The Four Stages of Open Innovation Communities

Stage 1. The Social Suggestion Box
Most companies start their Open Innovation Community with an open-ended call for ideas and feedback. Community members are welcome to submit any idea, and the broader community (hopefully) comments on the idea and rates the idea using a simple scale or upvote. Community managers take the most highly rated ideas to the product team for discussion, and eventually some ideas are chosen for production.

The Social Suggestion Box phase is valuable in the short term, as customers will likely have suggestions they have been holding on to since they began their relationship with the company – essentially a communal backlog, if you will. Companies become stuck in this phase when they are unable to process the backlog of ideas, manage the growing community and deliver quality ideas to internal teams (typically product) in a format and within a timeline that aligns with product roadmaps. This break between the promise of a constant stream of new ideas, and the lack of a process and the ability to shape ideas into a usable format is the key challenge.

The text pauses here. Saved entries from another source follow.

PR #5084, opened 2026-05-28
ci(format): make main self-healing for formatting violations

onsclom:
## Why

Three PRs (#5018, #5020, #5021) merged to main before their format CI job could run, leaving unformatted files that broke the on-push `oxfmt --check .` gate.

Root cause: the `PROTECT_OUR_MAIN` ruleset only requires a review approval — no CI check is required to pass before merging. PRs merged within 1–3 seconds of CI triggering, before the format job started.

## What

**1. Fix on-push format check → auto-commit instead of fail** (`.github/workflows/static_quality.yml`)

When a push to main has formatting violations, the format job now runs `oxfmt --write` + `ruff format` and commits the fixes back to main automatically, instead of failing. Main becomes self-healing: a fast-merged PR that slips through with violations gets a bot follow-up commit within ~30 seconds.

The PR path is unchanged — authors still see violations and the auto-fixer still commits to the PR branch.

**2. Formatting fixes** (`showcase/shell-dashboard/`)

Applies `oxfmt --write .` to the three files that were blocking CI. No logic changes.

## Tradeoffs

- A violation that slips through will briefly leave main in an unformatted state until the bot commit lands
- The bot commit triggers a second CI run (concurrency group cancels the first if still running)
- `oxfmt --write .` scans the whole repo on every push to main regardless of what changed

If tighter enforcement is needed, adding `format` as a required status check in the [PROTECT_OUR_MAIN ruleset](https://github.com/CopilotKit/CopilotKit/rules/14521235) would block merges until the format job (and its auto-fix) completes.

### DIFF
--- a/.github/workflows/static_quality.yml
+++ b/.github/workflows/static_quality.yml
@@ -103,7 +103,7 @@ jobs:
           echo "PR-changed format candidates: $count"
           cat .pr-format-files.existing.txt
 
-      - name: Run formatter (check on push, fix on PR)
+      - name: Run formatter (fix on PR, fix-and-commit on push)
         run: |
           if [ "${{ github.event_name }}" = "pull_request" ]; then
             if [ "${{ steps.changed.outputs.count }}" = "0" ]; then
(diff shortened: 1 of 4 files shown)


onsclom:
## CR Round 1 — 7-agent review findings

**Bucket (a) — mandatory fixes (all in new push-path code):**

1. **No `git pull --rebase` before `git push`** — concurrent main merges cause a non-fast-forward failure, silently leaving main unformatted with a red CI run.

2. **`git add -A` too broad** — stages all untracked files in the working tree, not just formatter output. The PR path carefully uses a scoped file list; the push path should too.

3. **No post-write `--check` verification on push path** — if `oxfmt` fails mid-write, an incomplete fix gets committed silently. The PR path runs `--check` after `--write`; the push path does not.

4. **Push-path formatter lacks path scoping** — `oxfmt --write .` + `ruff format .` runs on the whole tree including `docs/`, `examples/`, and lockfiles. The PR path explicitly excludes lockfiles and those paths. The push path should use the same exclusion set.

**Bucket (b) — trivial / fixed alongside (a):**
- `git diff --name-only` → `git status --porcelain` for dirty-tree detection (catches staged changes too)

**Bucket (c) — pre-existing, deferred (not this PR's subject):**
- Dashboard bugs: `healthStats` gray counted as green, `depthDistribution` NaN for D6, `parityStats` unsafe cast, `arePropsEqual` missing health/smoke dimensions, operator error surfaces invisible — all in code this PR only reformatted.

Stage 2. Overwhelming Backlog
The equivalent of the “trough of disillusionment” from the Gartner Hype Cycle, companies in the Overwhelming Backlog phase can often find themselves with a large pile of unread ideas, a community platform in need of a serious overhaul, an innovation program that no one really values and a community in revolt.

This situation may sound extreme, but it was exactly the one I walked in to when I joined Dell in 2010. IdeaStorm, Dell’s Open Innovation Community, had launched in 2007. After enjoying 2 years of valuable idea contributions, positive PR and internal support, year 3 found IdeaStorm as a “ghost ship” community, with no leadership, vision or community management. Things became so bad that a community member posted the idea that Dell should shut IdeaStorm down. The community quickly upvoted that idea, it caught the attention of Michael Dell and my team was given the task of “making it better, fast”. I eventually hired the community member who posted the “take it down” idea to become the new community manager for IdeaStorm.

To navigate out of the mess we were in, the team immediately began research to inform our new strategy. I wanted to know the financial impact of IdeaStorm to date, understand why ideas weren’t being responded to, and to understand what the barriers were in getting ideas from the Community into the the product teams at Dell. We found that the financial impact from IdeaStorm was really high ($100s of Millions), that we lacked an agreed upon internal process for scoring and prioritizing ideas, and that we needed to create a new type of community management role to help facilitate the new process – an Idea partner that lived on the product team. The final piece of the puzzle was implementing an archiving policy for ideas that didn’t score well in the community. Within a few months we had processed the ideas backlog, started design on a new platform (with the community), and had reengaged most internal product teams.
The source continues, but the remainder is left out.